Salento: operazione “Bamba”
Operazione “Bamba” nel Salento (evidente il riferimento alla cocaina). Un blitz che ha visto all’opera circa 150 carabinieri del Comando provinciale di Lecce, coadiuvati dalle compagnie di Chiari e di Luino, dal sesto elinucleo di Bari, dal nucleo cinofili di Modugno e dalla squadra mobile di Lecce. Droga e armi che dalla Svizzera giungevano nel Salento a rifornire il clan al cui vertice ci sarebbe Massimo Donadei, trentaduenne di Parabita, figura emergente della criminalità salentina, già ritenuto affiliato alla Sacra Corona Unita e detenuto presso il carcere di Borgo San Nicola.
Un’operazione che ha portato all’esecuzione di ventisei ordinanze di custodia cautelare, firmate dal gip Carlo Cazzella, su richiesta del sostituto procuratore della Direzione Distrettuale Antimafia di Lecce Giovanni De Palma. A carico di tutti le accuse, a vario titolo, sono di associazione per delinquere finalizzata a traffico, detenzione e spaccio di sostanze stupefacenti, e traffico internazionale di armi e munizioni. I territori in cui l’organizzazione avrebbe esteso i suoi tentacoli sono quelli di Parabita, Matino, Tuglie, Alezio, Taviano, Scorrano, Taurisano e Collepasso.

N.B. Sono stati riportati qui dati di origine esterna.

PR #1121, opened 2016-01-12
Robot name exercise - Iteration 1

locker1776:


robot_name/robot_name.rb
```diff
@@ -1,32 +1,50 @@
...
 class Robot
+  @created_names = []
   attr_accessor :name
 
-  @@registry
+  class << self
+    attr_accessor :created_names
+  end
 
   def initialize(args = {})
```
oharace: Since we know there will be a maximum of one argument, and we know what the argument would be, we can make this more specific, like `def initialize(name_generator = nil)`. Then, you can change the method `create_name`.

robot_name/robot_name.rb
```diff
@@ -1,32 +1,50 @@
...
-      @name = "#{generate_char.call}#{generate_char.call}#{generate_num.call}#{generate_num.call}#{generate_num.call}"
+      @name = name_generator.call
     end
+  end
 
-    raise NameCollisionError, 'There was a problem generating the robot name!' if !(name =~ /[[:alpha:]]{2}[[:digit:]]{3}/) || @@registry.include?(name)
-    @@registry << @name
+  def random_name
+    generated_name = ""
+    2.times { generated_name << ('A'..'Z').to_a.sample }
```
oharace: Nice use of `2.times` and `3.times`!

robot_name/robot_name.rb
```diff
@@ -1,32 +1,50 @@
...
 end
 
-robot = Robot.new
-puts "My pet robot's name is #{robot.name}, but we usually call him sparky."
+robot_1 = Robot.new
+puts "My pet robot's name is #{robot_1.name}, but we usually call him sparky."
+robot_2 = Robot.new
+puts "My pet robot's name is #{robot_2.name}, but we usually call him riley."
+
+generator = -> { 'AA111' }
```
oharace: What if instead we just pass in a name, rather than a whole generator?

file_for_git_exercise.txt
```diff
@@ -0,0 +1 @@
+This is a file for the Git exercise in the just_git branch
```
oharace: Oops! Looks like you branched off your previous exercise.

oharace:
Nice work! Your solution looks good. Keep the feedback in mind as you continue progressing through the exercises!

robot_name/robot_name.rb
paulghaddad: You can try: `[*'A'..'Z'].sample`

robot_name/robot_name.rb
```diff
@@ -1,32 +1,50 @@
...
+  class << self
+    attr_accessor :created_names
+  end
 
   def initialize(args = {})
-    @@registry ||= []
-    @name_generator = args[:name_generator]
+    create_name(args[:name_generator])
+    check_for_duplicate_name
+    Robot.created_names << @name
```
paulghaddad: I'd extract `Robot.created_names` since you use it in more than one spot.

robot_name/robot_name.rb
```diff
@@ -1,32 +1,50 @@
...
+  end
 
-    if @name_generator
-      @name = @name_generator.call
+  def create_name(name_generator = nil)
+    if name_generator.nil?
```
paulghaddad: You don't need to use the nil check as the following would work:

```
if name_generator
  @name = name_generator.call
else
  @name = random_name
end
```

robot_name/robot_name.rb
```diff
@@ -1,32 +1,50 @@
...
-    raise NameCollisionError, 'There was a problem generating the robot name!' if !(name =~ /[[:alpha:]]{2}[[:digit:]]{3}/) || @@registry.include?(name)
-    @@registry << @name
+  def random_name
+    generated_name = ""
+    2.times { generated_name << ('A'..'Z').to_a.sample }
+    3.times { generated_name << rand(10).to_s }
+    generated_name
+  end
+
+  def check_for_duplicate_name
```
paulghaddad: I'd recommend making methods `private` if they aren't called outside the class.

paulghaddad:
@locker1776 Nice work on this iteration. Take a look at our comments and submit a second iteration.

PR #1127, opened 2016-01-14
Triangle facts exercise - Iteration 3

locker1776:


triangle_facts/triangle_facts.rb
```diff
@@ -1,58 +1,74 @@
...
-
-	def equilateral()
-		return side1 == side2 && side2 == side3
-	end
-
-	def isosceles()
-		return [side1,side2,side3].uniq.length == 2
-	end
-
-	def scalene()
```
mcdaniel67: Where did this method go? I noticed that in the previous PR for this branch that you had refactored it into 
```
if equilateral || isosceles
  false
else
  true
end
```

Consider utilizing triangle_type for this method or utilizing the expression used in the if statement.

triangle_facts/triangle_facts.rb
```diff
@@ -1,58 +1,74 @@
...
+    end
+  end
 
+  def angle_facts
+    angles = calculate_angles
+    puts 'The angles of this triangle are ' << angles.join(',')
+    puts 'This triangle is also a right triangle!' if angles.include? 90
+  end
+
+  private def calculate_angles
```
mcdaniel67: I would structure the private methods differently. Look here https://github.com/bbatsov/ruby-style-guide under Classes & Modules towards the bottom of the first section for a good example of what I'm suggesting.

triangle_facts/triangle_facts.rb
```diff
@@ -1,58 +1,74 @@
...
+    denominator = (2.0 * other_side_1 * other_side_2)
+    radians_to_degrees(Math.acos(numerator / denominator))
+  end
+
+  private def radians_to_degrees(rads)
+    (rads * 180 / Math::PI).round
+  end
+end
 
 triangles = [
```
mcdaniel67: Consider pulling everything below this out into a separate file and including `triangle_facts.rb`

triangle_facts/triangle_facts.rb
```diff
@@ -1,58 +1,74 @@
...
+    @side1 = side1
+    @side2 = side2
+    @side3 = side3
+  end
+
+  def facts
+    puts "\nFacts of a triangle with sides #{side1}, #{side2}, #{side3}"
+    triangle_type_facts
+    angle_facts
+    puts "\n"
```
mcdaniel67: Consider putting the newline in the `angle_facts` method. This would clean up `facts` a bit more. You could probably even combine it with one of the puts statements in the method to make it really clean.

mcdaniel67:
Great Job! This submission definitely looks better than what we started with!

triangle_facts/triangle_facts.rb
```diff
@@ -1,58 +1,74 @@
...
+      when :isosceles then puts 'This triangle is isosceles!
+                               Also, that word is hard to type.'
+      when :scalene then puts 'This triangle is scalene and mathematically
+                               boring.'
+    end
+  end
 
+  def angle_facts
+    angles = calculate_angles
+    puts 'The angles of this triangle are ' << angles.join(',')
```
paulghaddad: Consider using `puts "The angles of this triangle are  #{angles.join(',')}"`

triangle_facts/triangle_facts.rb
```diff
@@ -1,58 +1,74 @@
...
+  end
+
+  def triangle_type
+    return :equilateral if equilateral?
+    return :isosceles if isosceles?
+    :scalene
+  end
+
+  def triangle_type_facts
+    case triangle_type
```
mcdaniel67: Look here https://github.com/bbatsov/ruby-style-guide under the part that says "Indent when as deep as case". This could benefit from structuring similarly to that section of this article.

triangle_facts/triangle_facts.rb
paulghaddad: Definitely need a new line after the `private` call.

paulghaddad:
@locker1776 Nice work on this iteration. Please take a look at our comments and resubmit.

PR #1128, opened 2016-01-14
Dinosaur catalog - iteration 1

jcurlee:
run from cli with `ruby main.rb`


jcurlee:
premature pull req -- cleaning up a few things

jcurlee:
I mad another change to the ui file -- removed usage of lambdas. I think this simplifies the code. The lambda usage was vestigial code. Originally I was creating menus and passing methods from UI as actions that the menus would call, later I reduced this to actions the UI would call on itself... there's no need to do this with lambda of course, but originally I liked the fact that I could have a smaller method (fewer lines). However favoring fewer lines for more complexity seemed like a bad idea.

dino_catalog/dinosaur_catalog.rb
```diff
@@ -0,0 +1,81 @@
...
+  def find_large
+    find_by_weight(2000, 999_999_999)
+  end
+
+  def find_small
+    find_by_weight(1, 2000)
+  end
+
+  def find_by_weight(min_weight, max_weight)
+    @dinodex.select { |row| row[:weight].to_i.between?(min_weight, max_weight) }
```
oharace: If a dinosaur weighs 2000, this will return that dinosaur if you search for large dinosaurs or if you search for small dinosaurs.

dino_catalog/dinosaur_catalog.rb
```diff
@@ -0,0 +1,81 @@
...
+  def dinodex_periods
+    @dinodex.map { |row| row[:period] }.uniq
+  end
+
+  def find_large
+    find_by_weight(2000, 999_999_999)
+  end
+
+  def find_small
+    find_by_weight(1, 2000)
```
oharace: What if instead of calling another method, you do the logic here? `@dinodex.select { |row| row[:weight].to_i < ONE_TON }`
You should make 2000 a constant, rather than a magic number.
Also, this change can also be made to `find_large` (so >= ONE_TON)

dino_catalog/dinodexui.rb
```diff
@@ -0,0 +1,131 @@
...
+        "(eg: walking:biped,period:jurassic)\n"),
+    }
+  end
+
+  def self.run
+    @running = true
+
+    while @running
+      show_menu_options
+      user_input = gets.chomp.downcase
```
oharace: Nice job handling upcase/downcase user input.

dino_catalog/dinodexui.rb
```diff
@@ -0,0 +1,131 @@
...
+      when :periods
+        show_dinos_by_period(user_input)
+      when :sizes
+        show_dinos_by_size(user_input)
+      when :search
+        handle_search_input(user_input)
+    end
+  end
+
+  def self.handle_home_menu(user_input)
```
oharace: Some of these methods should probably be private.

oharace:
This was a really neat solution to Dinodex. I'm really impressed with what you did. Your code is clean and easy to read. Excellent work! :+1:

jcurlee:
Thanks for the feedback. Made the suggested changes and opening a new PR

PR #1129, opened 2016-01-14
Robot name - Iteration 3

jcurlee:
modifications according to feedback in iteration 2 -- can now pass in a lambda to generate a robot name.

### DIFF
--- a/robot_name/robot_name.rb
+++ b/robot_name/robot_name.rb
@@ -26,9 +26,7 @@ class Robot
       raise NameFormatError, "Robot name \"#{robot_name}\" is wrong format!"
     end
 
-    return true unless @@registry.include?(robot_name)
-
-    false
+    @@registry.include?(robot_name) ? false : true
   end
 
   def generate_char
--- a/robot_name/robot_name.rb
+++ b/robot_name/robot_name.rb
@@ -4,7 +4,12 @@ class NameCollisionError < RuntimeError; end
 class Robot
   attr_accessor :name
 
+  def name_generator
+    @name_generator ||= -> { name_builder }
+  end
+
   def initialize(args = {})
+    @name_generator = args[:name_generator]
     @name = args[:name] ? register_name(args[:name]) : generate_name
   end
 
@@ -15,11 +20,17 @@ class Robot
   end
 
   def generate_name
-    robot_name = "#{generate_char}#{generate_num_string}"
-
-    return generate_name if name_exists?(robot_name)
+    robot_name = name_generator.call
 
     register_name(robot_name)
+  end
+
+  def name_builder
+    robot_name = "#{generate_char}#{generate_num_string}"
+
+    return name_generator.call if name_exists?(robot_name)
+
+    robot_name
   end
 
   def register_name(robot_name)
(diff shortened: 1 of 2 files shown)


robot_name/robot_name.rb
```diff
@@ -1,32 +1,70 @@
...
 
-  @@registry
+  def name_generator
+    @name_generator ||= -> { name_builder }
+  end
 
   def initialize(args = {})
-    @@registry ||= []
     @name_generator = args[:name_generator]
+    @name = args[:name] ? register_name(args[:name]) : generate_name
```
magicalbanana: This is not a bad way to initialize a value, but I wan to see (no need to make a resubmission, just reply in the comment and show me) how you would do this via setter method.

robot_name/robot_name.rb
```diff
@@ -1,32 +1,70 @@
...
+  def name_builder
+    robot_name = "#{generate_char}#{generate_num_string}"
+
+    return name_generator.call if name_exists?(robot_name)
+
+    robot_name
+  end
+
+  def register_name(robot_name)
+    raise NameCollisionError, "Robot name \"#{robot_name}\" "\
```
magicalbanana: Instead of inheriting from `RuntimeError`, inherit from StandardError. See why it's better to inherit from [StandardError]. And here's a neat way of creating an exception class than if you want, can even automatically pass in to a logger or STDOUT (helpful when building web apps such as ours).

[StandardError]: http://blog.honeybadger.io/ruby-exception-vs-standarderror-whats-the-difference/

```
class NameCollisionError < StandardError
  def initialize(message)
    # maybe log it?
    # Logger.log(message)
    # The good thing with what I have written above is in a web app, often times the logs get polluted
    # and you want to be able to log your exceptions nicely.
    super(message) # this will still raise the exception and print it via STDOUT
  end
end
```

robot_name/robot_name.rb
```diff
@@ -1,32 +1,70 @@
...
-# Robot.new(name_generator: generator)
+    robot_name
+  end
+
+  def generate_char
+    ('A'..'Z').to_a.sample(2).join
+  end
+
+  def generate_num_string
+    nums = ""
```
magicalbanana: Try to rewrite using [reduce] which is an alias for [inject]. Just do it here on the comments.

[inject]: http://ruby-doc.org/core-2.2.3/Enumerable.html#method-i-inject
[reduce]: http://ruby-doc.org/core-2.2.3/Enumerable.html#method-i-reduce

magicalbanana:
And this maybe a little late, but I would like to see some tests on this.

paulghaddad:
@jcurlee Nice job adding specs! You are good to go on this exercise.

robot_name/robot_name.rb
jcurlee: went ahead and switched to setter attribute in code:

def name=(name)
  @name = name ? register_name(name) : generate_name
end

robot_name/robot_name.rb
jcurlee: switched to reduce (in code as well)

def generate_num_string
  (1..3).reduce("") { |nums| nums << rand(10).to_s }
end

PR #1131, opened 2016-01-19
Dino Catalog - Iteration 1

locker1776:


dino_catalog/dino_data.rb
```diff
@@ -0,0 +1,82 @@
...
+  def create_hash_from_dinos
+    array_of_hashes = []
+    @collection_of_dinos.each do |dino|
+      array_of_hashes << dino.hash_of_attributes
+    end
+    array_of_hashes
+  end
+end
+
+class Dino
```
DejaAugustine: Best practice: put each class in a separate file with a class name that corresponds to the class name (e.g. Dino would be dino.rb and DinoCollection would be in dino_collection.rb)

dino_catalog/dino_data.rb
```diff
@@ -0,0 +1,82 @@
...
+    @continent = attrs[:continent]
+    @diet = attrs[:diet]
+    @weight = attrs[:weight]
+    @walking = attrs[:walking]
+    @description = attrs[:description]
+  end
+
+  def carnivore_or_herbivore
+    return "Herbivore" if @diet == "Herbivore"
+    "Carnivore"
```
DejaAugustine: This could be simplified to a single line `@diet == "Herbivore" ? @diet : "Carnivore"`

dino_catalog/dino_data.rb
```diff
@@ -0,0 +1,82 @@
...
+  end
+
+  def fancy_display
```
DejaAugustine: Consider renaming `fancy_display` to `to_s`

dino_catalog/dino_data.rb
```diff
@@ -0,0 +1,82 @@
...
+    puts
+    DINO_ATTRIBUTES.each do |attribute|
+      next if send(attribute).nil?
+      puts "#{attribute}...#{send(attribute)}"
+    end
+  end
+
+  def hash_of_attributes
```
DejaAugustine: Consider renaming `hash_of_attributes` to 'to_hash`

dino_catalog/dino_data.rb
```diff
@@ -0,0 +1,82 @@
...
+
+  def carnivore_or_herbivore
+    return "Herbivore" if @diet == "Herbivore"
+    "Carnivore"
+  end
+
+  def fancy_display
+    puts
+    DINO_ATTRIBUTES.each do |attribute|
+      next if send(attribute).nil?
```
DejaAugustine: Consider stashing the results of `send(attribute)` in a variable:

```
value = send(attribute)
next if value.nil?
puts "#{attribute}...#{value}"
```

dino_catalog/dino_data.rb
```diff
@@ -0,0 +1,82 @@
+DINO_ATTRIBUTES = [:name, :period, :continent, :diet, :weight, :walking,
```
DejaAugustine: Global constants can be dangerous.  Consider moving this into the `Dino` class and accessing it via `Dino::DINO_ATTRIBUTES`

dino_catalog/dino_data.rb
```diff
@@ -0,0 +1,82 @@
...
+
+  def add_many_dinos(many_dino_objects)
+    many_dino_objects.each { |dino| add_dino(dino) }
+  end
+
+  def fancy_display
+    @collection_of_dinos.each(&:fancy_display)
+  end
+
+  def create_hash_from_dinos
```
DejaAugustine: Unless there's another reason that you'd want a hash of dinos, consider moving the call to `JSON.pretty_generate` into this method and rename it `to_json`

Otherwise, consider renaming to `to_hash`

dino_catalog/dinodex.rb
```diff
@@ -0,0 +1,52 @@
...
+Use search categories :weight_greater_than and :weight_less_than for weight
+ranges.
+
+ - Output is always printed to the screen. You can choose a path for a
+ file that outputs your answers to json using --output_file
+
+- Usage:
+      dinodex.rb [options]
+where [options] are:
+EOS
```
DejaAugustine: Add a blank line after a large text block like this

dino_catalog/dino_data.rb
```diff
@@ -0,0 +1,82 @@
...
+    @description = attrs[:description]
+  end
+
+  def carnivore_or_herbivore
+    return "Herbivore" if @diet == "Herbivore"
+    "Carnivore"
+  end
+
+  def fancy_display
+    puts
```
DejaAugustine: As a best practice, you should separate models (objects for storing and manipulating data) from views (objects for formatting and displaying data)

dino_catalog/dino_data.rb
```diff
@@ -0,0 +1,82 @@
...
+class DinoCollection
+  attr_accessor :collection_of_dinos
+
+  def initialize(load_from_csv = false)
+    @collection_of_dinos = []
+    load_from_csv_files if load_from_csv
+  end
+
+  def load_from_csv_files
+    data_to_load = ImportData.load_and_transform
```
DejaAugustine: This line couples `DinoCollection` and `ImportData`. What about changing the initializer for `DinoCollection` to take an `ImportData` object as an argument rather than a boolean `load_from_csv`?

This will make it easier to ingest other data sources in the future (such as an XML feed from a web API)

dino_catalog/dino_data.rb
```diff
@@ -0,0 +1,82 @@
...
+    @name = attrs[:name]
+    @period = attrs[:period]
+    @continent = attrs[:continent]
+    @diet = attrs[:diet]
+    @weight = attrs[:weight]
+    @walking = attrs[:walking]
+    @description = attrs[:description]
+  end
+
+  def carnivore_or_herbivore
```
DejaAugustine: Consider renaming this method to `carnivore?` or `is_carnivore?` and returning a boolean value rather than returning a string

dino_catalog/dino_data.rb
```diff
@@ -0,0 +1,82 @@
...
+    return "Herbivore" if @diet == "Herbivore"
```
DejaAugustine: Since you've declared `attr_reader :diet`, you should use `diet` rather than `@diet`

dino_catalog/dino_data.rb
```diff
@@ -0,0 +1,82 @@
+DINO_ATTRIBUTES = [:name, :period, :continent, :diet, :weight, :walking,
+                   :description]
+
+class DinoCollection
+  attr_accessor :collection_of_dinos
```
DejaAugustine: What is the benefit of calling this `collection_of_dinos` rather than simply `dinos`?

dino_catalog/dino_data.rb
```diff
@@ -0,0 +1,82 @@
...
+
+  def create_dino(attrs)
+    @collection_of_dinos << Dino.new(attrs)
+  end
+
+  def add_dino(dino)
+    @collection_of_dinos << dino
+  end
+
+  def add_many_dinos(many_dino_objects)
```
DejaAugustine: `add_many_dinos` is redundant.  `add_dinos` already indicates multiple

DejaAugustine: Same thing with `many_dino_objects`.  You could shorten it to `dino_objects` or `dinos` without sacrificing clarity

DejaAugustine: On an architectural note, is this method really necessary?  In order to power this method, at some point you're going to have to iterate through a number of dino objects, is it really better to aggregate them all to the object at once or to simply call `add_dino()` during the iteration?

dino_catalog/filter_dinos.rb
```diff
@@ -0,0 +1,34 @@
...
+  def self.search(dino_collection, search_attrs)
+    working_collection = dino_collection
+    search_attrs.each do |category, value|
+      category = :carnivore_or_herbivore if category == :diet
+      working_collection = find_matches(working_collection, category, value)
+    end
+    working_collection
+  end
+
+  def self.find_matches(dino_collection, category, value)
```
DejaAugustine: The way this method is written, it iterates through the collection twice (once to aggregate the `matching_dinos` and once during the `add_many_dinos` call inside `create_filtered_dino_collection`).

This could be simplified as follows:

```
matching_dinos = DinoCollection.new
dino_collection.collection_of_dinos.each do |dino|
  matching_dinos.add_dino(dino) if dino_match?(dino, category, value)
end
matching_dinos
```

dino_catalog/dino_data.rb
```diff
@@ -0,0 +1,82 @@
...
+  def load_from_csv_files
+    data_to_load = ImportData.load_and_transform
+    data_to_load.each { |attrs| create_dino(attrs) }
+  end
+
+  def create_dino(attrs)
+    @collection_of_dinos << Dino.new(attrs)
+  end
+
+  def add_dino(dino)
```
DejaAugustine: Consider aliasing `add_dino` as `<<` so that you can do:

```
collection = DinoCollection.new
collection << dino
```

dino_catalog/dino_data.rb
```diff
@@ -0,0 +1,82 @@
...
+    load_from_csv_files if load_from_csv
+  end
+
+  def load_from_csv_files
+    data_to_load = ImportData.load_and_transform
+    data_to_load.each { |attrs| create_dino(attrs) }
+  end
+
+  def create_dino(attrs)
+    @collection_of_dinos << Dino.new(attrs)
```
DejaAugustine: This line couples `Dino` and `DinoCollection`.  Consider removing the entire `create_dino` method and have `ImportData` create the Dino objects directly.

dino_catalog/import.rb
```diff
@@ -0,0 +1,62 @@
...
+    attr = {}
+    DINO_ATTRIBUTES.each do |attribute|
+      method_to_use = "#{attribute}_transform"
+      attr[attribute] = send(method_to_use, dino_info)
+    end
+    attr
+  end
+
+  def self.name_transform(dino_info)
+    dino_info["NAME"] || dino_info["Genus"]
```
DejaAugustine: What about `Name` or `name` or `GENUS`?

dino_catalog/import.rb
```diff
@@ -0,0 +1,62 @@
...
+  end
+
+  def self.period_transform(dino_info)
+    dino_info["PERIOD"] || dino_info["Period"]
+  end
+
+  def self.continent_transform(dino_info)
+    dino_info["CONTINENT"] || "Africa"
```
DejaAugustine: Is "Africa" a reasonable assumption?

DejaAugustine:
On the whole, this is a good first draft.

My biggest overarching concern is flexibility. While this approach will get the immediate job done, it makes a lot of assumptions that will make it more difficult to expand or update in the future.

As you work on the next iteration, think about what you'd have to do to use multiple sources (4 or 5 CSVs) or to be able to parse lists of dinos stored in an alternative format (JSON or XML instead of CSV).  Think about what would be involved in adding support for additional fields or dealing with a source that's missing one or more fields.

paulghaddad:
@locker1776 Please take a look at Deja's comments and submit a second iteration. Nice work!

PR #1132, opened 2016-01-19
Triangle facts - Iteration 4

locker1776:


triangle_facts/triangle_facts.rb
```diff
@@ -1,58 +1,67 @@
...
+    @side1 = side1
+    @side2 = side2
+    @side3 = side3
+  end
+
+  def facts
+    40.times { print "-" }
+    puts "\nFacts of a triangle with sides #{side1}, #{side2}, #{side3}\n\n"
+    puts "#{triangle_type_facts}\n"
+    puts "#{angle_facts}\n"
```
mcdaniel67: It's kind of weird that the code is puts-ing functions whose only purpose is to puts stuff. I'd try to make the functions either return strings (so you can print the output here) or just have them print inside the function. See my comment in `angle_facts` about pulling the newline into that function.

triangle_facts/triangle_facts.rb
```diff
@@ -1,58 +1,67 @@
...
-	[5,5,5],
-	[5,12,13],
-]
-triangles.each { |sides|
-	tri = Triangle.new(*sides)
-	tri.recite_facts
-}
+  def angle_facts
+    angles = calculate_angles
+    puts "The angles of this triangle are #{angles.join(',')}"
```
mcdaniel67: Consider refactoring this (and subsequent lines) to include the newline from `facts`. It would make this line look something like:
`puts "The angles of this triangle are #{angles.join(',')} \n"`
and totally clean up `facts`

triangle_facts/triangle_facts.rb
```diff
@@ -1,58 +1,67 @@
...
+
+  def triangle_type
+    return :equilateral if equilateral?
+    return :isosceles if isosceles?
+    :scalene
+  end
 
+  def triangle_type_facts
+    case triangle_type
+      when :equilateral then puts 'This triangle is equilateral!'
```
mcdaniel67: These lines could benefit from newlines too. The whens are also not indented as deep as the case statements, which is the preferred method in the ruby style guide.  (pulled from said guide)
  
Indent `when` as deep as `case`. This is the style established in both
  "The Ruby Programming Language" and "Programming Ruby".

  ```Ruby
  # bad
  case
    when song.name == 'Misty'
      puts 'Not again!'
    when song.duration > 120
      puts 'Too long!'
    when Time.now.hour > 21
      puts "It's too late"
    else
      song.play
  end

  # good
  case
  when song.name == 'Misty'
    puts 'Not again!'
  when song.duration > 120
    puts 'Too long!'
  when Time.now.hour > 21
    puts "It's too late"
  else
    song.play
  end
  ```

triangle_facts/triangles.rb
```diff
@@ -0,0 +1,10 @@
+require './triangle_facts.rb'
```
mcdaniel67: This looks so much better as it's own file!

triangle_facts/triangle_facts.rb
```diff
@@ -1,58 +1,67 @@
...
-	tri = Triangle.new(*sides)
-	tri.recite_facts
-}
+  def angle_facts
+    angles = calculate_angles
+    puts "The angles of this triangle are #{angles.join(',')}"
+    puts 'This triangle is also a right triangle!' if angles.include? 90
+  end
+
+  private
```
mcdaniel67: Private methods look great!

triangle_facts/triangle_facts.rb
```diff
@@ -1,58 +1,67 @@
...
-
-	def equilateral()
-		return side1 == side2 && side2 == side3
-	end
-
-	def isosceles()
-		return [side1,side2,side3].uniq.length == 2
-	end
-
-	def scalene()
```
mcdaniel67: Still don't see a `scalene?` method.

mcdaniel67:
This looks good!

paulghaddad:
@locker1776 Nice work on this iteration. Please take a look at Kyle's comments. You don't need to resubmit, and can move on.

PR #1134, opened 2016-01-19
Arrowhead exercise - Iteration 3

locker1776:


arrowhead/arrowhead.rb
```diff
@@ -15,20 +17,24 @@ class Arrowhead
...
-      raise "Unknown region, please provide a valid region."
-    end
+  def classify(region, shape)
+    region_info = region_lookup(region)
+    arrowhead_info = shape_lookup(region_info, shape)
+    "You have a(n) '#{arrowhead_info}' arrowhead. Probably priceless."
+  end
+
+  def region_lookup(region)
+    return CLASSIFICATIONS[region] if CLASSIFICATIONS.include? region
```
oharace: Use parentheses to wrap parameters.

arrowhead/arrowhead.rb
```diff
@@ -15,20 +17,24 @@ class Arrowhead
...
+    raise "Unknown region, please provide a valid region."
+  end
+
+  def shape_lookup(region_info, shape)
+    return region_info[shape] if region_info.include? shape
```
oharace: Use parentheses to wrap parameters.

arrowhead/arrowhead.rb
```diff
@@ -1,4 +1,6 @@
-class Arrowhead
+module Arrowhead
+  module_function
```
oharace: Why this, instead of `self.classify`, etc.?

oharace:
Looks good. :+1:

arrowhead/arrowhead.rb
locker1776: Some style guides say that if you are not going to instantiate an instance of a class, then you should make it a module instead.

paulghaddad:
@locker1776 Nice work! You're good to move on.

PR #1135, opened 2016-01-19
Testing mindset written exercises

locker1776:


paulghaddad:
@locker1776 Looks good! If you could submit these as Github Gists in the future, that would be preferred. Thanks!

L’operazione “Bamba” è il risultato di una lunga e articolata indagine diretta dai carabinieri del nucleo investigativo di Lecce e della compagnia di Casarano, che hanno monitorato con la massima attenzione i vari movimenti del clan. Indagini certosine che già il 15 dicembre 2009 portarono all’arresto per detenzione abusiva ed alterazioni di armi, presso il valico di frontiera di Como-Brogeda, di Piero Stefanelli, sessantacinquenne originario di Tuglie ma residente in Svizzera. Un sequestro molto importante che permise di sventare un omicidio. Gli inquirenti, infatti, ritengono che le armi trasportate da Stefanelli (un fucile a pompa Remington, un fucile monocolpo e oltre cento cartucce) fossero state ordinate da Massimo Donadei tramite uno dei suoi più fidati collaboratori: Salvatore De Maria.
Armi con le quali si doveva uccidere Biagio Toma, quarantatreenne di Parabita, rivale in affari del clan. Omicidio che era già sfumato una volta con l’arresto di Giorgio Pio Bove al quale Donadei aveva già commissionato il delitto. Il vero business dell’organizzazione era rappresentato dalle ingenti quantità di sostanze stupefacenti che venivano smistate sulla base di precise e perfette gerarchie e strutture organizzative spesso di natura familiare.
«Si è trattata – dichiara il colonnello Maurizio Ferla, comandante provinciale dei carabinieri di Lecce -, di una brillante operazione che dimostra, ancora una volta, la perfetta sinergia tra Procura e forze dell’ordine e che è frutto del lungo e approfondito lavoro sul campo dell’Arma, in particolare della compagnia di Casarano. Un risultato che ci ripaga di tanti sforzi e che sottolinea anche l’importanza della cooperazione internazionale giudiziaria e di polizia».